Show Notes Transcript

"Sports hysteria" is a type of emotional contagion, where fans of the same team are all carried away by the same emotion. Dr. Stephanie Preston is a researcher of emotions and decision making, and she talks about how not displaying emotion is also a type of emotional contagion and is likely a consequence of the fact that we don't want to transmit out-of-control or negative emotions in a professional setting. It's a fascinating peek into altruism, empathy, and feelings. Dr. Stephanie D. Preston, PhD is Professor of Psychology and University of Michigan Faculty Ombuds. She received her PhD from the University of California, Berkeley. Her research is on the interface between emotion and decision making, focusing on how people process others’ emotions and how this affects offerings of help and on how people allocate resources. She has written a book titled, The Altruistic Urge: Why We’re Driven to Help Others.

[00:00:00] Christine Ko: Welcome back to SEE HEAR FEEL. Today I have the pleasure of being with Dr. Stephanie Preston. Dr. Stephanie Preston is a PhD Professor of Psychology at the University of Michigan, and she's also Faculty Ombuds. She received her PhD from the University of California, Berkeley. Her research is on the interface between emotion and decision making, focusing on how people process others' emotions and how this affects offerings of help and on how people allocate resources. She has written a book titled, The Altruistic Urge: Why We're Driven to Help Others, and I'll put a link to that in the show notes.

[00:00:35] Welcome to Stephanie. 

[00:00:37] Stephanie Preston: Thank you. It's great to be here.

[00:00:38] Christine Ko: Would you share a personal anecdote? 

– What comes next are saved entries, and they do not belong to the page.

PR #74, opened 2017-10-13
- fix #65: wait for reply

### LINKED ISSUE #65: Zookeeper readiness probes fail occasionally
This is a follow-up on #63. A couple of times per day the probe fails on some zookeeper pods.

These failing `ruok` calls are the reason we did https://github.com/Yolean/kubernetes-kafka/commit/1f4321ea7c7431f0c90f39e794c86a4363e81f3f. 

As https://github.com/Yolean/kubernetes-kafka/commit/2c4b6cd96dd45d52065431ad97a034d0444100a7 explains I found this sort of probe in a different zookeeper k8s setup. Maybe it's not reliable enough, or maybe zookeeper is actually unstable.

If we solve this we can reinstate the liveness probes.

### LINKED ISSUE #73: Zookeeper Readiness Probe Constantly Failing / Why no TCP Check
Hello, 

I could not get the zookeeper part running consistently. I have random (about 1-2 per minute) a pod go into not ready for about 2-3 minutes, then back for a minute, then off again. I could not find the exact reason in the Kubernetes logs, just that the readiness probe failed. When I attach to the pod and run the nc command manually I always get a successful output, even when Kubernetes marked the pod as not ready. I tried increasing the timeout, but that was not the issue. Any other ideas how to further debug?

I'm running the latest version of the repo on 1.7.6 on GKE.

I changed it to a TCP readiness check and it works flawlessly. Only downside I get warnings in the logs because the client isn't sending proper commands, I can live with that. Is there any reason why not use a TCP probe as the default?

Cheers,
Elmar

elm-:
Suggestion PR to fix #73, ensure that netcat waits for reply. See #73 for issue details.

### DIFF
--- a/zookeeper/50pzoo.yml
+++ b/zookeeper/50pzoo.yml
@@ -48,7 +48,7 @@ spec:
             command:
             - /bin/sh
             - -c
-            - '[ "imok" = "$(echo ruok | nc -w 1 127.0.0.1 2181)" ]'
+            - '[ "imok" = "$(echo ruok | nc -w 1 -q 1 127.0.0.1 2181)" ]'
         volumeMounts:
         - name: config
           mountPath: /etc/kafka
--- a/zookeeper/51zoo.yml
+++ b/zookeeper/51zoo.yml
@@ -51,7 +51,7 @@ spec:
             command:
             - /bin/sh
             - -c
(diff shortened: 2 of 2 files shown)


solsson:
Thanks a lot @elm-. I guess the reason we don't see `-q 1` in examples like https://zookeeper.apache.org/doc/r3.4.10/zookeeperAdmin.html#sc_zkCommands is that they assume manual execution.

PR #348, opened 2018-12-18
set errorno after pthread_get/setaffinity_np fails

kldeng:
the return value of pthread_getaffinity_np and pthread_setaffinity_np must be set to the variable errno to describe what went wrong.


mscbg:
@kldeng  please push to devel branch

PR #350, opened 2018-12-21
change arp response from route to addr and del route by refcnt

mscbg:


src/route.c
```diff
@@ -277,22 +246,42 @@ static int route_add_lcore(struct in_addr* dest,uint8_t netmask, uint32_t flag,
...
     if(flag & RTF_LOCALIN || (flag & RTF_KNI)){
         route = route_local_lookup(dest->s_addr, port);
-        error = route_local_del(route);
-        return error;
+        if (!route)
+            return EDPVS_NOTEXIST;
+        list_del(&route->list);
+        rte_atomic32_dec(&route->refcnt);
+        rte_atomic32_dec(&this_num_routes);
+        route4_put(route);
```
ywc689: Is it better to decrease `this_num_routes`  when route is freed?

mscbg: this_num_routes just read routes in list. When route is delete from list, this_num_routes should be decreased, or this_num_routes will not be correct.

PR #355, opened 2018-12-25
1.fix memory leak when getting serivce  which not exsits 2.fix service refcnt incorrect when getting serivce failed

miner-realm:
1.fix memory leak when getting serivce which not exsits
 2.fix service refcnt incorrect when getting serivce failed


ywc689:
@mscbg

PR #371, opened 2019-01-11
ipvs: add connection redirect support in fnat/snat/nat modes.

andrewhit:
Since IPv6 flow director is not well-supported by ixgbe driver and only one
single local IPv6 address can be set in "signature" mode, the below solution of
connection redirect provides the way to support IPv6 packet processing with
multiple local IPv6 addresses configured in "signature" mode.

o Add the switch to enable or disable connection redirect.

o In the case connection redirect is enabled, during the system boots up, the
  below resource is pre-allcoated.
- Per-socket based connection redirect cache;
- Per-socket based global connection redirect hash table;
- Each lcore allocates its respective packet redirect rings for each other

o When a connection is created and hashed in fnat/nat/snat modes, the related
  redirect is allocated and hashed accordingly.

o When a connection expires to be unhashed and freed in fnat/nat/snat modes, the
  related redirect is unhashed and freed accordingly.

  then check if it matches any connection redirect entry. If matched, enqueue
  the packet into the packet redirect ring of the rediret owner core; otherwise,

  the packet redirect rings owned by the current lcore and process them
  accordingly.

### DIFF
--- a/conf/dpvs.conf.items
+++ b/conf/dpvs.conf.items
@@ -11,7 +11,7 @@
 
 ! global config
 global_defs {
-    #daemon                         <disalbe> 
+    #daemon                         <disalbe>
     log_level   INFO                <none>
     log_file    /var/log/dpvs.log   <none>
 }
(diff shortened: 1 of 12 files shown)


jiangsuwwj:
对于nat多核转发，这里还有一种实现思路，不知道是否可行？
inbound的数据包只根据cip + cport + proto 进行hash，
outbound的数据包只根据dip + dport + proto进行hash，
这样数据包回来的时候是不是就落在同一core上避免table miss了呢？

PR #384, opened 2019-02-12
fix bug:

mscbg:
icmp mbuf relate to conn adj but not prepend

### DIFF
--- a/src/ipv4.c
+++ b/src/ipv4.c
@@ -592,7 +592,7 @@ int ipv4_xmit(struct rte_mbuf *mbuf, const struct flow4 *fl4)
 
     /* output route decision: out-dev, source address, ... */
     rt = route4_output(fl4);
-    if (!rt) {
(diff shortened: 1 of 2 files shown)


src/ipv4.c
```diff
@@ -592,7 +592,7 @@ int ipv4_xmit(struct rte_mbuf *mbuf, const struct flow4 *fl4)
 
     /* output route decision: out-dev, source address, ... */
     rt = route4_output(fl4);
-    if (!rt) {
+    if (!rt || !(rt->flag & RTF_FORWARD)) {
```
ywc689: The following `IP4_INC_STATS(outnoroutes)` is not proper in the case of `!(rt->flag & RTF_FORWARD)` .

mscbg: Yes. But only forward route can be xmit in dpvs, so outnoroutes is OK here

PR #391, opened 2019-02-19
add missing src port in toa module

Danielybl:
When real server creates an IPv6 socket and listens on a port with any address, it can handle IPv4 packet. In this situation, TOA module can still retrieve client's src port. This patch fix the missing for adding client's src port to toa_ip6_data structure.


AdamYYan:
@Danielybl please rebase the new code. now code conflict with the  dpvs/dev

Danielybl:
Hi @ywc689 ,
Sorry for my careless. This fix has an issue. Please revert it fix and I will send another one.

PR #392, opened 2019-02-20
UOA: fix IPv6 UOA issue

Danielybl:
Change this according to test result.

### DIFF
--- a/kmod/uoa/uoa.c
+++ b/kmod/uoa/uoa.c
@@ -803,15 +803,24 @@ static struct uoa_map *uoa_opp_rcv(__be16 af, void *iph, struct sk_buff *skb)
         /* re-calc checksum */
         ip_send_check(iph);
     } else {
-#if LINUX_VERSION_CODE >= KERNEL_VERSION(3,0,0)
-        /* do as upper ipv4, handle for old kernel version */
+#if LINUX_VERSION_CODE >= KERNEL_VERSION(4,14,0)
+        /* IPv6 uoa is verified on kernel 4.14.17+ and later.
+         * There is kernel crash for kernel version which is <= 4.9.
+         * The crash is caused by memmove() below which corrupts the pointer
+         * of skb shared info specified by skb->end. The root cause of corrupting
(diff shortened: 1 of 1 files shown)


kmod/uoa/uoa.c
```diff
@@ -803,15 +803,24 @@ static struct uoa_map *uoa_opp_rcv(__be16 af, void *iph, struct sk_buff *skb)
...
     } else {
-#if LINUX_VERSION_CODE >= KERNEL_VERSION(3,0,0)
-        /* do as upper ipv4, handle for old kernel version */
+#if LINUX_VERSION_CODE >= KERNEL_VERSION(4,14,0)
+        /* IPv6 uoa is verified on kernel 4.14.17+ and later.
+         * There is kernel crash for kernel version which is <= 4.9.
+         * The crash is caused by memmove() below which corrupts the pointer
+         * of skb shared info specified by skb->end. The root cause of corrupting
+         * is that skb->end is always 320 no mater how long the packet is.
+         * It should be a kernel bug and 4.14 should fix it. */
```
ywc689: Does it crash every time we arrive here? I've tested the uoa.ko on kernel 3.10.0-327 and 2.6.32-696 by UDP IPv6 Fullnat forwarding for some time, and no crash found.

Danielybl: Yes, I tested on kernel version 3.16.0-4 and 4.9.0-0.bpo.8. From the code logic, 2.6.32-696 kernel version will not call memmove(). Does the function works on 2.6.32-696? For 3.10.0-327, I can have a try.

ywc689: For kernel 2.6.32-696, memmove() does not called, but `uoa.ko` does work according to my test.

ywc689:
Uoa passed test on Centos8 (kernel 4.18.0) , Centos7(kernel 3.10.0) and Centos6(kernel 2.6.32)，no crash problem was found. I'm closing this pr. If any problem found later, you can reopen it.

PR #394, opened 2019-02-21
DPVS changes for DPDK 18.11.0

Danielybl:
Some initial changes for DPDK 18.11.0. Compared to DPDK 17.11.2, changes are listed below:
1. API change: rte_eth_dev_count() -> rte_eth_dev_count_avail().
2. In DPDK 18.08 release, ethdev: The old offload API is removed:
       Rx per-port rte_eth_conf.rxmode.[bit-fields]
       Tx per-queue rte_eth_txconf.txq_flags
       ETH_TXQ_FLAGS_NO*
   The transition bits are removed:
       rte_eth_conf.rxmode.ignore_offload_bitfield
       ETH_TXQ_FLAGS_IGNORE
3. In DPDK 18.05, rss_hf check is added. So adapt_device_rss_hf() is added.
   https://github.com/DPDK/dpdk/commit/8863a1fbfc66f762f70eb486431c23cc55f2cc3c
4. The following warning is presented in DPVS log.
   "Kni: kni_add_dev: fail to set mac 6C:92:BF:A1:ED:20 for eth0: Timer expired"
   It doesn't matter as function works well. This log printed because compared to DPDK 17.11.2,
   kni_net_set_mac callback function in DPDK 18.11 adds kni_net_process_request().
   kni_net_process_request() calls wait_event_interruptible_timeout() which returns Timeout err code.
5. When install rte_kni kernel module, parameter "carrier=on" should be added.
   This is because DPDK 18.11 updated the KNI kernel module with a new kernel module parameter,
   carrier=[on|off] to allow the user to control the default carrier state of the KNI kernel network interfaces.
   Actually, rte_kni_update_link API should be used, but it's an experimental API. See release note for detail.

### DIFF
--- a/src/kni.c
+++ b/src/kni.c
@@ -50,6 +50,8 @@ static void kni_fill_conf(const struct netif_port *dev, const char *ifname,
                           struct rte_kni_conf *conf)
 {
     struct rte_eth_dev_info info = {0};
+    const struct rte_bus *bus = NULL;
+    const struct rte_pci_device *pci_dev;
 
     memset(conf, 0, sizeof(*conf));
     conf->group_id = dev->id;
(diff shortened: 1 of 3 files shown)


ywc689:
Is this change compatible with DPDK-17.11.2 ?

Danielybl:
Hi @ywc689 
This change can only works on DPDK-17.11.2. DPDK 18.11.0 has several API change, do we still need to check the DPDK version and adapt the change?

Thanks

ywc689:
The PR is adapted into PR #451 , and would be adopted later.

[00:00:41] Stephanie Preston: This is in the book and also I saw on my Facebook memories that is the anniversary of when this happened many years ago. I was sleeping in my bed, and at 2:30 in the morning, I heard a horrible kind of screech bang sound from outside. And even in your sleep, and you're like suddenly awoken, something bad has happened. I went outside and a car had swerved off the road and run over some small trees, and then hit a large tree and a sign, and it ended up backwards facing the wrong way. I go to check and see if everyone's okay. The driver was unresponsive. I do not have medical training, by the way. There was another guy who seemed out of it, but he was fine. And then there was a guy from the backseat, and I think he was in some kind of shock because he was just talking rapidly with a cheerful tone and didn't seem to notice that his friend was unconscious or something else in the front seat. And I'm like, naturally, a person who's helpful to strangers, and I was trying to think of what I could do to help them. The motorcyclist who they had swerved to avoid was actually there and had already called the police. So I was like, okay, I can't do that to be helpful. Maybe I should go get the motorcyclist a glass of water. I knew that there was something wrong with the driver, and I was too scared to approach him. The thought that he could have died was so unconsciously overwhelming to me, I just couldn't even face it. So I just avoided it and thought to myself, let's wait for the professionals. They'll know what to do. But, really, there's no reason I couldn't have checked on him. And then another guy walked up who had obviously just come from an undergraduate party of some sort, in a great mood, and he had no qualms whatsoever about approaching. He just like dove right into the front seat, and he is alive! It's interesting because you can think one thing about yourself, oh, I'm a very helpful person. Oh, I'm so altruistic. But then you never know how you're gonna react in a true emergency because we don't have very many opportunities to experience them and know how we're gonna react. I was really surprised by myself at how scared I was, even though it wasn't conscious. I only realized after the fact that I had elaborately ignored looking over there at the guy. Today is the day it happened, maybe eight years ago.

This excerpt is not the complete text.